**Activity:**
All of the data must be returned exactly as given.

#### Entries shown

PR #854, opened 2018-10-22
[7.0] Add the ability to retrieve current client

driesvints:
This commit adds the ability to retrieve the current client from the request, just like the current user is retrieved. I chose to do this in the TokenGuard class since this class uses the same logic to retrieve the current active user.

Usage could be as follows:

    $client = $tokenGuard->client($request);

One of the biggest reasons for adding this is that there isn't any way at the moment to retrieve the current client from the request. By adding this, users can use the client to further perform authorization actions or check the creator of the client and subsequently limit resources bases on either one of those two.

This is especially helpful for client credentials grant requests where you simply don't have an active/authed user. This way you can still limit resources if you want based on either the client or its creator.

########

**Task output:**
PR #854, opened 2018-10-22
[7.0] Add the ability to retrieve current client

driesvints:
This commit adds the ability to retrieve the current client from the request, just like the current user is retrieved. I chose to do this in the TokenGuard class since this class uses the same logic to retrieve the current active user.

Usage could be as follows:

    $client = $tokenGuard->client($request);

One of the biggest reasons for adding this is that there isn't any way at the moment to retrieve the current client from the request. By adding this, users can use the client to further perform authorization actions or check the creator of the client and subsequently limit resources bases on either one of those two.

This is especially helpful for client credentials grant requests where you simply don't have an active/authed user. This way you can still limit resources if you want based on either the client or its creator.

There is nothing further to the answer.